褚珀腦袋裡嗡一聲, 宛如被一盆冰水當頭澆下,從頭涼到腳,她驚駭得幾乎想要發抖。
握著她的手輕輕摩挲了一下她的指尖,宴月亭手心裡的熱度似乎給了她一點勇氣,褚珀爆炸的思緒沉澱下來,強迫自己保持冷靜, 不能露出任何端倪。
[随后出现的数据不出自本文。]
PR #5518, opened 2023-02-23
[wasm-ctor-eval] Fix evalling of multiple ctors with GC

kripken:
The logic worked for a single ctor but with more than one we ended up
not copying the recently-added globals.

An existing test changes slightly because now the module is in a valid
state during all phases of computation, and when we pick names for
new globals we are affected by the number of existing globals (previously
the number of globals was too low in the interim, but we were lucky
enough to not hit a problem).


kripken:
Oops, this is wrong, sorry.

PR #5519, opened 2023-02-23
JSPI - Replace function table references with JSPI'ed wrapper.

brendandahl:
This makes it possible to get the JSPI'ed version of the function from the function table.
Needed for async bindings with embind.


src/passes/JSPI.cpp
```diff
@@ -140,6 +140,24 @@ struct JSPI : public Pass {
...
+          auto iter = wrappedExports.find(get->func);
+          if (iter == wrappedExports.end()) {
+            continue;
+          }
+          auto* replacementRef = builder.makeRefFunc(
+            iter->second, module->getFunction(iter->second)->type);
+          segment->data[i] = replacementRef;
+        }
+      }
+    }
```
kripken, line 159: Should this be done for all RefFuncs, also not in the table (like, say, in a GC struct or array)? If so then it would be more general to write a `Walker` and to use `visitRefFunc` there. That would be able to find all RefFuncs anywhere, including in the table.

brendandahl: I need to learn more about the GC proposal. Are those exposed outside of wasm? I think we only want to replace references that are exposed.

kripken: I guess in practice now only the table and normal exported functions are used for that. But in theory a GC array could contain references and one of them could be returned from an export.

It's probably about the same amount of code, so there's not a big benefit either way. sgtm to go with this for now.

kripken (approved):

聞蓮偏頭看向她, 褚珀硬著頭皮迎上大師兄的目光, 無辜又無語地扁了扁嘴。
「沒事。」聞蓮安撫地拍了拍她的頭。
塬清臉色鐵青, 渾身的震怒肉眼可辨, 「你知不知道這是多嚴重的指控?」
「塬清真人, 晚輩正是知道此事馬虎不得,不能隨意妄斷, 才請褚家大公子帶上褚妹妹魂相圖前來驗證。」師飛鸞視線轉向並肩而立的兩人, 「宴月亭此時驅使山河靈尊將這二人劫走, 豈不是正好說明瞭他們心虛?」
「心虛?」宴月亭冷聲道,「心虛的人該是師道友才對。」
師飛鸞皺起眉頭,料想他恐怕也知道情劫之事了。
必須先釘死奪舍之事, 讓他沒有繼續往下說的機會,師飛鸞餘光掃見宴月亭袖袍下淌過的流光,驀地想到什麼,急道:「我行止無愧無心,你如此拖延,莫不是想利用山河生花兩樣仙器,篡改魂相圖?」
「好一個無愧於心。」宴月亭眼中流露出一絲笑意,師飛鸞心裡咯噔一聲,有種不祥的預感,下一刻預感便成真,只聽對方好整以暇地說道,「我又怎知你們帶的魂相圖是真是偽,是不是你為了名正言順以殺證道,而故意汙衊我小師姐?」
師飛鸞搬起石頭砸到自己腳上,咬著牙道:「山河生花是上古仙器,入圖之物,全憑生花筆主宰,若非這樣的仙器,魂相圖又豈能隨意篡改。」
「師褚兩家乃是當世大族,樹大根深,又怎會沒有一兩件與山河生花相當的仙器?」
師飛鸞冷笑了聲,「你無端揣測我師家便罷,褚家為何要汙衊自家嫡女?」
宴月亭頓了下,「自然是為了成全師道友的無情道心。」
師飛鸞看他的模樣,重新把握住打亂的步調,從容道:「強詞奪理,你說這話不覺得荒謬嗎?」
「我也覺得荒謬。」褚珀臉上毫無血色,苦澀地笑了笑,「當我知道,原來我從小就已經被自己父母、兄長,拱手送與他人,註定要成為飛鸞哥哥渡過情劫的犧牲品時,我就覺得荒謬。」
聽了這麼一會兒,褚珀哪裡還猜不到師飛鸞打的是什麼主意,這人嘴上同她光明磊落,暗地裡已經安排好一切,要在今天將她按上砧板,置之死地。
師飛鸞壓下面對褚珀時心底不由自主翻湧的情緒,「無稽之談,拿出證據。」
單是小時候的一樁娃娃親根本說明不了什麼,星盤編織的命數,只有大司命才能解釋,就算他們監視了他的一舉一動,也拿不出證據。